Baron Jean de Beck (1588 – 30 August 1648) was a military man and governor of the Duchy of Luxembourg and of the County of Chiny.

==Biography==
He was born "Jean Beck", the son of Paul Beck and his wife Catherine Ronck (or Ronckart), in house no. 5 (demolished in 1958) of the rue de Trèves in the Grund of Luxembourg City.

In 1619, he joined the Austrian-Habsburg army.

He fought for many years under Philip III and Philip IV as a soldier, ensign and finally as captain. Under the Spanish flag he served at Ostende, then after an interruption of ten years, from 1620 served in the Palatinate under Spinola. From 1621 he fought under Cordoba, in the regiment of his uncle, Sebastian Baur. It is unclear when he left the Spanish service.

In 1632 or 1633, he was promoted to major-general by Albrecht von Wallenstein and, in 1634, was appointed commander of the Prague garrison.

On 25 February 1634, he was ennobled by Emperor Ferdinand II for his service in the Imperial army. In the summer of 1635, after leaving Wallenstein, he returned to Luxembourg.

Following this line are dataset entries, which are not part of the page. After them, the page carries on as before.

PR #18525, opened 2023-11-05
Add unit tests to verify button's command is not messing up with manually set IsEnabled

### LINKED ISSUE #16947: Button control's IsEnabled property not works if used with Command property.
### Description

In Button control I've used IsEnabled property with Command property and noticed one issue. IsEnabled property is not working. Though we set IsEnabled=False when we run the app and check the button remains enable. 

 

### Steps to Reproduce

1. Create new project and take button control in the page. 
2. Set IsEnabled=false and Command property together in button control. 
3. Now run the app and check, you'll notice that Button control is still enabled which is wrong. 
4. Remove the Command property and run the app again and now button will be disabled which is correct. 

https://github.com/divyesh008/Button_IsEnabled_Bug.git

### Version with bug

7.0.92

Unknown/Other

### Affected platforms

iOS, Android

iOS 16.1, Android 11

Yes, there are 2 workaround we have. 

1. Use Clicked property of button control
2. User GestureRecognizers => TapGestureRecognizer 

### Relevant log output

_No response_

albyrock87:
### Description of Change

Add unit tests to verify that issue #16947 can be closed.

### Issues Fixed

Fixes #16947

### DIFF
--- a/src/Controls/tests/Core.UnitTests/ButtonUnitTest.cs
+++ b/src/Controls/tests/Core.UnitTests/ButtonUnitTest.cs
@@ -1,4 +1,6 @@
 using System;
+using System.ComponentModel;
+using System.Runtime.CompilerServices;
 using Xunit;
 using static Microsoft.Maui.Controls.Core.UnitTests.VisualStateTestHelpers;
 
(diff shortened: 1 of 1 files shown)


albyrock87:
This is not stale, but I'm tired to having it here doing nothing, and besides that, it's purpose was accomplished.

PR #27713, opened 2025-02-11
[Windows] Border: Add automation peer and keyboard tap support

### LINKED ISSUE #27627: Adding AutomationPeers to Windows Borders
### Description

We should add an [AutomationPeer](https://learn.microsoft.com/en-us/uwp/api/windows.ui.xaml.automation.peers.automationpeer?view=winrt-26100) to the Border control for Windows. On Mac Catalyst, if we have a bindable layout with the items being content inside of a border, we can add SemanticProperties.Descriptions to the borders and we can traverse the items with the keyboard arrows as well as have the items read by the screenreader. These elements are also selectable using the enter key. On Windows, the border items are not recognized as elements that can be focused with the keyboard.

We have an example of this AutomationPeer in our [MauiButtonAutomationPeer class](https://github.com/dotnet/maui/blob/main/src/Core/src/Platform/Windows/MauiButtonAutomationPeer.cs). We would need this BorderAutomationPeer to classify the metadata as something that is focusable. 

We would also probably want a Keydown event on these borders so that the item is selectable with a hardware keyboard (maybe the enter and/or space key).

### Steps to Reproduce

_No response_

_No response_

### Version with bug

9.0.30 SR3

No, this is something new

Unknown/Other

### Affected platforms

Windows

_No response_

_No response_

### Relevant log output

```shell

```

Tamilarasan-Paranthaman:
> [!NOTE]
> Are you waiting for the changes in this PR to be merged?
> It would be very helpful if you could [test the resulting artifacts](https://github.com/dotnet/maui/wiki/Testing-PR-Builds) from this PR and let us know in a comment if this change resolves your issue. Thank you!

### Description of Change

- Implemented AutomationPeer support for the Windows Border control.
- Added keyboard accessibility by invoking the TapGestureRecognizer when the Enter or Space key is pressed, if a TapGestureRecognizer is attached to the Border.
- The Border can now receive focus (IsTabStop = true) only when a TapGestureRecognizer is added, ensuring it behaves like an interactive element.
- Accessibility support is implemented using a custom MauiBorderAutomationPeer, derived from [FrameworkElementAutomationPeer](https://learn.microsoft.com/en-us/windows/windows-app-sdk/api/winrt/microsoft.ui.xaml.automation.peers.frameworkelementautomationpeer?view=windows-app-sdk-1.7).
 
- This peer is introduced to support accessibility for the custom MauiBorder implementation, which is built using a Panel. Since Panel does not provide a default [AutomationPeer](https://learn.microsoft.com/en-us/windows/windows-app-sdk/api/winrt/microsoft.ui.xaml.automation.peers.automationpeer?view=windows-app-sdk-1.7), we explicitly define one (MauiBorderAutomationPeer).

### Screenshots
**Note:** In the following video:

- The first Border (containing the CheckBox) does not have a TapGestureRecognizer, so it does not receive focus during keyboard navigation.

- The second Border (containing the Label) initially has a TapGestureRecognizer attached. It receives focus as expected, and the Tapped event is correctly fired when pressing the Space or Enter key.

- The TapGestureRecognizer is then removed at runtime using the “Remove TapGestureRecognizer” button and added again using the “Add TapGestureRecognizer” button.

- After removing it at runtime, the second Border no longer receives focus. Once it is added back, the focus behavior and keyboard interaction work as expected again.

https://github.com/user-attachments/assets/3ac2f005-a6e4-4092-9c63-ca7db5cda926

 
### Overridden Core Methods and their Purpose

**1. GetAutomationControlTypeCore()**
- Returns [AutomationControlType.Pane](https://learn.microsoft.com/en-us/dotnet/api/system.windows.automation.peers.automationcontroltype?view=windowsdesktop-7.0#system-windows-automation-peers-automationcontroltype-pane), the most appropriate control type for a layout container that doesn't represent a user-interactive control like a button or checkbox.
- This helps screen readers and other assistive technologies interpret the element as a structural container, which is typical for layout surfaces like borders and panels.
 
**2. GetClassNameCore()**
- Returns `Panel` to reflect the underlying native element.
- This helps UI automation tools identify the element’s role, consistent with common patterns in [FrameworkElementAutomationPeer](https://learn.microsoft.com/en-us/windows/windows-app-sdk/api/winrt/microsoft.ui.xaml.automation.peers.frameworkelementautomationpeer?view=windows-app-sdk-1.7).
 
**3. IsControlElementCore()**
- Returns true to ensure the element is included in the Control View, which represents elements relevant to end users.
- This is important for layout elements that serve grouping or logical structuring purposes rather than being purely decorative.
 
**4. IsContentElementCore()**
- Returns true so the element appears in the Content View, allowing screen readers to expose both this element and its children if they contain user-relevant content.

### Issues Fixed

Fixes #27627


src/Core/src/Platform/Windows/MauiBorderAutomationPeer.cs
```diff
@@ -0,0 +1,24 @@
+﻿using Microsoft.UI.Xaml.Automation.Peers;
+using Microsoft.UI.Xaml.Controls;
+
+namespace Microsoft.Maui.Platform
+{
+	public class MauiBorderAutomationPeer : FrameworkElementAutomationPeer
```
mattleibow: This should be internal for .NET 9, and public in .NET 10.

Can you make this internal for now, and then open an issue so we can make it public for .NET 10.

src/Controls/tests/TestCases.Shared.Tests/Tests/Issues/Issue27627.cs
```diff
@@ -0,0 +1,22 @@
...
+
+		public Issue27627(TestDevice device)
+		: base(device)
+		{ }
+
+		[Test]
+		[Category(UITestCategories.Border)]
+		public void VerifyBorderAutomationPeer()
+		{
+			App.WaitForElement("TestBorder");
```
mattleibow, line 20: Before you set the automation peer, is this not possible? I mean, this test appears to be looking for a element with this ID, so I just want to check if the test would fail without this new peer.

mattleibow (changes requested):
Just the typical "we can;t do cool new things in .NET 9".

But, I am super out pf the a11y loop here, so can you just update the PR description with info on what your reasonoing is with the 4 methods in the peer? The Get*Core methods. I see the other 2 peers we have in maui do not have these.

Also, just for confirmation, can you still select elements inside the border via the various a11y nav options - like keyboard and such?

src/Core/src/Platform/Windows/MauiBorderAutomationPeer.cs
Tamilarasan-Paranthaman: As you suggested, I changed it to internal, created a new issue #30205 to track this change, and included it for reference.

src/Controls/tests/TestCases.Shared.Tests/Tests/Issues/Issue27627.cs
Tamilarasan-Paranthaman: Yes, the test failed without the new peer, and it passed after adding it. I have attached the output images for your reference.

| Without this peer | With this peer |
|----------|----------|
|  |  |

Tamilarasan-Paranthaman:
> Just the typical "we can;t do cool new things in .NET 9".
> 
> But, I am super out pf the a11y loop here, so can you just update the PR description with info on what your reasonoing is with the 4 methods in the peer? The Get*Core methods. I see the other 2 peers we have in maui do not have these.
> 
> Also, just for confirmation, can you still select elements inside the border via the various a11y nav options - like keyboard and such?

@mattleibow, I have updated the PR description with the relevant details. Regarding accessibility navigation, yes, it still allows navigating to the child elements within the Border. For example, if an Entry is placed inside the Border, pressing the Tab key will move focus to the Entry as expected.

PureWeen (changes requested):
The automation peer needs to only activate when a gesture is attached to it. 

Similar to how android and ios work where we change the accessibility features.

src/Core/src/Platform/Windows/MauiBorderAutomationPeer.cs
```diff
@@ -0,0 +1,27 @@
...
+		}
+
+		protected override string GetClassNameCore()
+		{
+			return nameof(Panel);
+		}
+
+		protected override bool IsKeyboardFocusableCore() => true;
+
+		protected override bool IsControlElementCore() => true;
```
jsuarezruiz: Maybe a comment would be nice here:

- Control View: Contains user-interactive borders (with gesture recognizers)
- Content View: Allows screen readers to announce border structure

src/Controls/tests/TestCases.HostApp/Issues/Issue27627.cs
```diff
@@ -0,0 +1,30 @@
+﻿namespace Maui.Controls.Sample.Issues;
+
+[Issue(IssueTracker.Github, 27627, "[Windows] Border Automation Peer", PlatformAffected.UWP)]
+public partial class Issue27627 : ContentPage
+{
+	public Issue27627()
+	{
+		var grid = new Grid();
+
+		var border = new Border
```
jsuarezruiz, line 10: Could expand the sample to test more scenarios?

- Nested Borders. Each gets own automation peer via `OnCreateAutomationPeer()`
- Border with custom Content. `IsContentElementCore = true` ensures nested content exposed to screen readers

jsuarezruiz (changes requested):

src/Core/src/Platform/Windows/MauiBorderAutomationPeer.cs
Tamilarasan-Paranthaman: I have added the comments

src/Controls/tests/TestCases.HostApp/Issues/Issue27627.cs
Tamilarasan-Paranthaman: @jsuarezruiz, I have modified the test sample as suggested.

Tamilarasan-Paranthaman:
> The automation peer needs to only activate when a gesture is attached to it.
> 
> Similar to how android and ios work where we change the accessibility features.

@PureWeen, I have modified the implementation as suggested and updated the details in the PR description.

kubaflo:
## 🤖 AI Summary


<details>
<summary>📊 <strong>Expand Full Review</strong> — <a href="https://github.com/dotnet/maui/commit/862e55762ce2b746a82e8b77d5d022e13100cffc"><code>862e557</code></a> · <strong>Maui Borde rAutomationPeer changes</strong></summary>

---

<details>
<summary><strong>🔍 Pre-Flight — Context & Validation</strong></summary>

---

**Issue:** #27627 - Adding AutomationPeers to Windows Borders
**PR:** #27713 - [Windows] Implemented the AutomationPeers to the Border control
**Platforms Affected:** Windows
**Files Changed:** 4 implementation, 2 test

### Key Findings
- The linked issue requests a Windows Border automation peer so Border content can participate in keyboard and screen reader navigation similarly to other platforms.
- The PR adds a Windows-only automation peer and keyboard activation behavior, plus one HostApp issue page and one shared UI test for `Issue27627`.
- Review discussion focused on two functional requirements: keep the peer internal for .NET 9 and ensure interactive accessibility behavior only activates when a gesture is attached.
- The current UI test verifies automation tree discoverability of a Border, a nested Border, and nested content; discussion claims it failed before the peer and passed afterward.
- No prior agent review with phase output was found in PR discussion.

### Fix Candidates
| # | Source | Approach | Test Result | Files Changed | Notes |
|---|--------|----------|-------------|---------------|-------|
| PR | PR #27713 | Add `MauiBorderAutomationPeer`, wire `ContentPanel.OnCreateAutomationPeer()`, and make Border keyboard-focusable/keyboard-activatable when tap gestures are present. |  PENDING (Gate) | `src/Core/src/Platform/Windows/ContentPanel.cs`, `src/Core/src/Platform/Windows/MauiBorderAutomationPeer.cs`, `src/Controls/src/Core/Platform/GestureManager/GesturePlatformManager.Windows.cs`, `src/Core/src/PublicAPI/net-windows/PublicAPI.Unshipped.txt`, `src/Controls/tests/TestCases.HostApp/Issues/Issue27627.cs`, `src/Controls/tests/TestCases.Shared.Tests/Tests/Issues/Issue27627.cs` | Windows-only accessibility fix with UI coverage |

</details>

---

<details>
<summary><strong>🚦 Gate — Test Verification</strong></summary>

---

### Gate Result:  PASSED

**Platform:** windows
**Mode:** Full Verification

- Tests FAIL without fix: 
- Tests PASS with fix: 

**Evidence:** `Issue27627.VerifyBorderAutomationPeer` timed out waiting for the element without the PR fix and passed after the Border automation peer changes were restored.

</details>

---

<details>
<summary><strong>🔧 Fix — Analysis & Comparison</strong></summary>

---

### Fix Candidates
| # | Source | Approach | Test Result | Files Changed | Notes |
|---|--------|----------|-------------|---------------|-------|
| 1 | try-fix | Add `ContentPanel.IsInteractiveBorder` and make `MauiBorderAutomationPeer` expose control/content/focusable behavior only when tap gestures are present. |  PASS | 5 files | Correct and explicit, but adds new state plumbing |
| 2 | try-fix | Reuse `ContentPanel.IsTabStop` as the peers control/content/focusable gate so only borders with tap gestures become automation elements. |  PASS | 5 files | **Selected best fix**: simplest passing alternative and directly matches review feedback |
| 3 | try-fix | Only create `MauiBorderAutomationPeer` when `ContentPanel.IsTabStop` is true, leaving peer overrides unchanged. |  PASS | 4 files | Minimal, but depends on peer-creation timing and is weaker for dynamic updates |
| 4 | try-fix | Keep a minimal peer and use `AutomationProperties.AccessibilityView` to expose the border only when interactive or when `AutomationId` is set. |  PASS | 4 files | Passed, but coupling control exposure to `AutomationId` looks test-driven and less semantically sound |
| 5 | try-fix | Implement `IInvokeProvider` in the peer and make focus/invoke behavior gesture-conditional while keeping the Border discoverable. |  PASS | 4 files | Strong semantics, but more complex than needed for this bug |
| 6 | try-fix | Have the peer inspect the underlying MAUI gesture collection directly instead of syncing platform state. |  PASS | 4 files | Requirement-aligned, but reflection-based and less maintainable |
| PR | PR #27713 | Add a Windows `MauiBorderAutomationPeer`, always return it from `ContentPanel.OnCreateAutomationPeer()`, and separately toggle `IsTabStop`/keyboard tap handling when tap gestures are present. |  PASSED (Gate) | 6 files | Gate passed, but implementation appears to expose all Borders to automation regardless of interactivity |

### Cross-Pollination
| Model | Round | New Ideas? | Details |
|-------|-------|------------|---------|
| claude-opus-4.6 | 2 | Yes | Use `IInvokeProvider` / actionable patterns only when tap gestures are attached. |
| claude-sonnet-4.6 | 2 | Yes | Drive interactivity from `GetPatternCore` / `IInvokeProvider` instead of custom flags. |
| gpt-5.3-codex | 2 | Yes | Let the peer inspect the underlying MAUI gesture collection directly instead of synced platform state. |
| gemini-3-pro-preview | 2 | Yes | Move Enter/Space activation into peer `Invoke()` and advertise invoke pattern only when interactive. |
| claude-opus-4.6 | 3 | Yes | Dynamically swap peers when gesture count crosses zero/nonzero. |
| claude-sonnet-4.6 | 3 | Yes | Use an attached dependency property for interactivity state instead of changing `ContentPanel` API. |
| gpt-5.3-codex | 3 | No | NO NEW IDEAS |
| gemini-3-pro-preview | 3 | No | NO NEW IDEAS |

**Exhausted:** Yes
PR #27765, opened 2025-02-13
Fixed [iOS] Navigation breaks when modal pages use PageSheet 

### LINKED ISSUE #27670: [iOS] Navigation breaks when modal pages use PageSheet
### Description

Hello, and thank you for this amazing framework.

People love modals, and we do to. In our app we want to present a patient to doctors as a modal page over a tabbular design. This makes sure they understand that they can swipe to close the patient. We've used Shell as navigation source and the modal presentation style : `PageSheet` to achieve this lovely design.

However, when we do so, people break their navigation. This is because the application is stuck inside a race condition when people quickly navigate and swipe the modals to close them. We also notice that this only happens if people have initially done a page navigation from the root of the app.

We've had our application running for years. We have used Xamarin in the past. We've done some internal reflection about this issue and concluded that this bug has been here for years, all the way back to Xamarin days. The reason this is important for us now is because we want to do a new redesign of our app, where we want to use this modal presentation more frequently. So this is a KEY bug for us to keep supporting our doctors and nurses with the best design.

### Steps to Reproduce

1. Clone : https://github.com/haavamoa/MauiApp
2. Go to branch: bug/hmo-modal-ios-pagesheet-bug
3. Start app
4. Follow the steps that you are presented with live in the app:

1. Navigate to page that opens modal
2. Open Modal
3. Navigate
4. Swipe this page down quickly when the page appears
5. When you return here, try to use navigation and observe that it is broken.

_No response_

### Version with bug

9.0.30 SR3

No, this is something new

Unknown/Other

### Affected platforms

iOS

iOS 15+

We have created a reproducible project, with a work around to limit the chance that people do this:

https://github.com/haavamoa/MauiApp/tree/bug/hmo-modal-ios-pagesheet-bug

Our workaround makes sure to wait 250ms until checking if the modal page is still in the ModalStack, then force a sync by calling CloseModalAsync. This is done in a NavigationPage that we are using as the root of our modal

```csharp
protected override async void OnDisappearing()
    {
        base.OnDisappearing();

        return; //Remove this to use the work around. It does not fix the problem, but it limits the chances that people will reproduce it in the real world.
        if (Shell.Current.Navigation is NavigationProxy navigationProxy)
        {
            if (navigationProxy.ModalStack.Contains(this)) //This might happen if people swipe down on iOS, MAUI gets out of sync.
            {
                await Navigation.PopModalAsync(false); //Sync MAUI
            }
        }
    }
```

### Relevant log output

```shell

```

NanthiniMahalingam:
### Issue Details

- The NavigationPage does not push the modal page using the PushModalAsync method after using the PageSheet.

### Root Cause

- The NavigationPage's view controller UIView window is null when using PageSheet, preventing the modal page from being presented in the view.

### Description Changes

- Added a null check condition for the view controller's ViewIfLoaded window and obtained the modal navigation page wrapper view from the window's root view controller.

### Issues Fixed

Fixes #27670 

- [] Android
- [] Windows
- [x] iOS
- [] Mac

### Output
iOS platform

|Before|After|
|--|--|
| <video src="https://github.com/user-attachments/assets/bc9a5bf3-94e7-4123-ba57-844f62ad6b92" >| <video src="https://github.com/user-attachments/assets/4678f252-f6f4-4489-b712-71cd1bcb02ec">|


jsuarezruiz (approved):

haavamoa:
Awesome job! When will this be released?

haavamoa:
This is not fixed in 9.0.50 SR5, created a new issue: 
https://github.com/dotnet/maui/issues/28444

PR #27769, opened 2025-02-13
Implement Test retries

jfversluis:
### Description of Change

Adds retries on the test level so tests will be retried 2 times when it fails which will hopefully help overcome some of the flakiness of the tests and make them pass in 1 go without having to manually retry them


jsuarezruiz:
I understand the changes, and I agree, avoiding manual retries would be great. The only thing that worries me is that the retry could make some flaky tests pass and we only will detect flaky tests when reviewing data in CI, taking a look to tests that usually pass in the second pass. Wouldn't it be better to mark the flaky tests https://github.com/dotnet/maui/pull/27772 and try retries only in those cases? And only until the test is reviewed (fix the issue, update the test).

jfversluis:
Totally agree! I think we should maybe have both. A way to still detect the flaky ones but also it should not stop the CI from going green. I will see if I can get some reporting going on when a test is retried so we can still identify those.

jfversluis:
Experiment over for now!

On 18 April 1637, Ferdinand III made him a baron. In the same year, he became commander of the Luxembourg fortress. The year after, he was made provisional governor of the Duchy of Luxembourg and the county of Chiny. This became official on 18 January 1642. In 1643, he became maître de camp général of the army.

In 1639, Beck commanded the Spanish and Imperial vanguard at the relief of Thionville. In the same year, he bought Beaufort Castle and built a new castle next to it.

The year 1643 was a year of misfortune for him. On 19 May, warned too late, he arrived on the battlefield of Rocroi just as Condé's victory over Melo's Spaniards was secured and, with his cavalry, could only protect the retreat of the defeated army. Later, he did not have enough forces to relieve the Siege of Thionville, which Condé had besieged on 17 June and capitulated op 5 August.

In the Battle of Lens, he was wounded on 20 August 1648 and transported to Arras, where he refused all medical care. A few days later he died of his wounds.

De Beck never forgot his humble origins. Despite acquiring a substantial fortune, he remained generous.

The Bastion Beck of the Luxembourg fortress is named after him. It was built in 1644, where the Place de la Constitution is today. Likewise, rue Beck in the city is named after him.

Beck resided in a house in Luxembourg in the Rue Genistre.

Beck had only one spouse. From 1610 he was married to Katharina von Capell, who survived him by some years and likely died in the late 1650s.